**Problem to solve:**
When a line of the material has the word "ParameterList" in it, copy that line.
----
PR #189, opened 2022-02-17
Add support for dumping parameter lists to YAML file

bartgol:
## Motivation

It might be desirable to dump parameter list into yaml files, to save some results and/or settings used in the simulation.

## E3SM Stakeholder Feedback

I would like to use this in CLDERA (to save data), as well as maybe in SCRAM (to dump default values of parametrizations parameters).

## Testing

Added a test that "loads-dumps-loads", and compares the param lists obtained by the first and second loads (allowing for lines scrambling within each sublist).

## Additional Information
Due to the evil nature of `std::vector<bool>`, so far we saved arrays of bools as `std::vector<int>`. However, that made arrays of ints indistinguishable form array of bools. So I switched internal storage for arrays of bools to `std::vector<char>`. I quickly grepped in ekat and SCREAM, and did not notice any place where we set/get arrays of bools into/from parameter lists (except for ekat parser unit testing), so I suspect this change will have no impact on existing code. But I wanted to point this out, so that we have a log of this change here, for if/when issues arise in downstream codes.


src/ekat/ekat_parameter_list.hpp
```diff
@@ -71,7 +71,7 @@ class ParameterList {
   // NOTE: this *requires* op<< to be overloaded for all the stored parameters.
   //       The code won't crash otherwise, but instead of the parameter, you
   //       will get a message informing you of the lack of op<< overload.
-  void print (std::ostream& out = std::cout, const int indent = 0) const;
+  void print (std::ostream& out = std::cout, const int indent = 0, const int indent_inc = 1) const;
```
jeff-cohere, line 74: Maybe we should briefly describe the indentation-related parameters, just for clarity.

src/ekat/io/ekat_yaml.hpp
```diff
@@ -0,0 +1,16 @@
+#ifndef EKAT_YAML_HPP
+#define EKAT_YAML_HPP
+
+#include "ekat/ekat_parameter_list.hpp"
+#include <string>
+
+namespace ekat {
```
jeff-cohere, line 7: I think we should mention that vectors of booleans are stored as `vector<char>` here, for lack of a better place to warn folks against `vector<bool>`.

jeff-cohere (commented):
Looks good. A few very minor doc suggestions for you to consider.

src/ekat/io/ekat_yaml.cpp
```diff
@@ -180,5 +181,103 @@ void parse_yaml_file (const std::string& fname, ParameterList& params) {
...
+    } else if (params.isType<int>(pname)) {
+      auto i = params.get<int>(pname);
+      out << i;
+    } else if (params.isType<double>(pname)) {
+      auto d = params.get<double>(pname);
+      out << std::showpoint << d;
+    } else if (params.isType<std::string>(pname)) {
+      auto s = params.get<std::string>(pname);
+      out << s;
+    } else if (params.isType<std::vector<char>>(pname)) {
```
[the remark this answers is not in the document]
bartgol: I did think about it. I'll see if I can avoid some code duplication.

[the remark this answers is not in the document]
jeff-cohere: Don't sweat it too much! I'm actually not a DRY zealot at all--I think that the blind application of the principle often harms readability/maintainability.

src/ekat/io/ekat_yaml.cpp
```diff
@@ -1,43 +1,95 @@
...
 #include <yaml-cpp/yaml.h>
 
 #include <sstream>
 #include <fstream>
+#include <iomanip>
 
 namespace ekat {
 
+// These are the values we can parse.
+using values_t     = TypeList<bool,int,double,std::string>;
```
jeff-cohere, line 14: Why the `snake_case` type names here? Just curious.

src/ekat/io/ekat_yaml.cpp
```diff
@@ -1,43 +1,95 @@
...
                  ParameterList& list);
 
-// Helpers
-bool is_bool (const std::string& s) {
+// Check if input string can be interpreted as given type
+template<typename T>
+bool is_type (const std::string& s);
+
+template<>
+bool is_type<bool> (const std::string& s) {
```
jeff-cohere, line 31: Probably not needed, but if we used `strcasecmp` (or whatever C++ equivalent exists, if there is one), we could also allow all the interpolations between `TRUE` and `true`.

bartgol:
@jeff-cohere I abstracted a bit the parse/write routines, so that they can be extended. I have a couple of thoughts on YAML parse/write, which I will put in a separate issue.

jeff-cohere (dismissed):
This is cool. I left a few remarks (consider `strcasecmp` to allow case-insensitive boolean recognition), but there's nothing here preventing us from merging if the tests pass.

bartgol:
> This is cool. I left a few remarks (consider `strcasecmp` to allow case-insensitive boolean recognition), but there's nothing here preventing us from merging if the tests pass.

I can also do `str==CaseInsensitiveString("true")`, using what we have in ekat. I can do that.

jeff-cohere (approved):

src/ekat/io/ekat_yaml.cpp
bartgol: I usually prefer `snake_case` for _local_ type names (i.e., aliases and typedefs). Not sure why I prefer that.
----
**Exercise output:**
@@ -71,7 +71,7 @@ class ParameterList {
@@ -180,5 +181,103 @@ void parse_yaml_file (const std::string& fname, ParameterList& params) {
                  ParameterList& list);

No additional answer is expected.